Starting on September 21, a series of peaceful anti-government protests were organized daily by the Alliance for Change, continuing for several weeks. On September 29, the police forcibly dispersed demonstrators in Belgrade, beating and injuring dozens.48 An estimated 20,000 people49 intended to march from Belgrade's central Terazije Square to Dedinje Hill, an elite neighborhood where Slobodan Milosevic lives. Around 9:00 p.m., the protesters were met on the corner of Kneza Milosa and Nemanjina Streets by approximately two hundred policemen in full riot gear. A police commander called for the protesters to disperse since "movement through Kneza Milosa Street is not allowed." Alliance for Change leaders then asked the demonstrators to walk along another street in order to avoid violence, but most refused to move. As a Human Rights Watch researcher present at the spot witnessed, three water cannons and three armored personnel carriers with automatic weapons were placed behind the police cordon confronting the protesters. Around 9:45 p.m., another cordon of police approached the demonstrators from Nemanjina Street and began forcibly to disperse and beat the crowd. Policemen wielded truncheons against people who were on the ground in a prone position and clearly not offering any resistance.
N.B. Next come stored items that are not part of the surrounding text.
Issue #942, opened 2024-07-14
Add edit/bake/refresh buttons to transcluded pages


zefhemel:
They're missing now, but would be useful. Also for consistency.

zefhemel:
Just mentioning @onespaceman in case he's bored and wants continue is excellent work in this area 🥸

PR #1013, opened 2024-08-03
Widget buttons for transclusions (#942)

onespaceman:


zefhemel:
Stream of consciousness ahead:

What I had in mind the Edit button would do is navigate to the transcluded page. However, now that I'm thinking about it this is somewhat inconsistent with the general Edit button meaning on widgets, which usually indeed puts the cursor inside the body to allow you to edit the source (query, template).

Now the question is: what is the "source" in this case, the link itself, or the page it links to? 

In practice what I would want to do when pushing this edit button is edit the underlying page (that is transcluded) so I'd still prefer the navigate option. Do you agree?

onespaceman:
Sounds reasonable. I could also change the icon to a link and hover text to "Open page" so there's no ambiguity.

zefhemel:
Sounds good

zefhemel:
Ready to look at again?

onespaceman:
yes

zefhemel:
Works great, thanks!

Others were beaten in other streets in the city center, long after the protesters had dispersed from the corner of Kneza Milosa and Nemanjina Streets. Between forty-five and sixty individuals sought medical care as a result of the beatings, according to the Alliance for Change. Journalists were also attacked, even after they had identified themselves as press. A correspondent for the independent Beta news agency and cameramen from CNN and SKY news were beaten, and the latter two had their cameras destroyed, according to the independent Radio Index. Commenting the next day on the attacks on the journalists, Vojislav Seselj, deputy Serbian prime minister and head of SRS, said: "Some journalists long for a beating."50

Pavic Obradovic, vice president of the political party Social Democracy, was beaten, and another vice president from the party, Slobodan Orlic, was arrested in front of the party's office, two kilometers away.51

According to Serbia's Law on Citizens' Gatherings, marches must be announced to the police five days in advance of the planned event.52 The police are then obliged to issue a response to the request; failure to do so is consideredapproval for the march. Vladan Batic, coordinator of the Alliance for Change, told Human Rights Watch that the alliance had informed the Belgrade police ahead of the deadline for the march, but that the police had failed to respond.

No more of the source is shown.